(Data excerpts)
PR #805, opened 2022-09-20
Bump eCash node to Bitcoin ABC 0.26.1

PiRK:
Use the latest node release, and enable Avalanche Post-Consensus for 51% attack prevention and 1-block finality.


martinboehm:
Hi, are you sure that the new version has the same hash as the old version? Is it an interesting hash collision or the package is the same? :)

PiRK:
All tests are passing on my local machine.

WHAT THE EXERCISE ASKS — Filter the entries above and return only the lines holding "node".

EXERCISE SOLUTION —
Bump eCash node to Bitcoin ABC 0.26.1
Use the latest node release, and enable Avalanche Post-Consensus for 51% attack prevention and 1-block finality.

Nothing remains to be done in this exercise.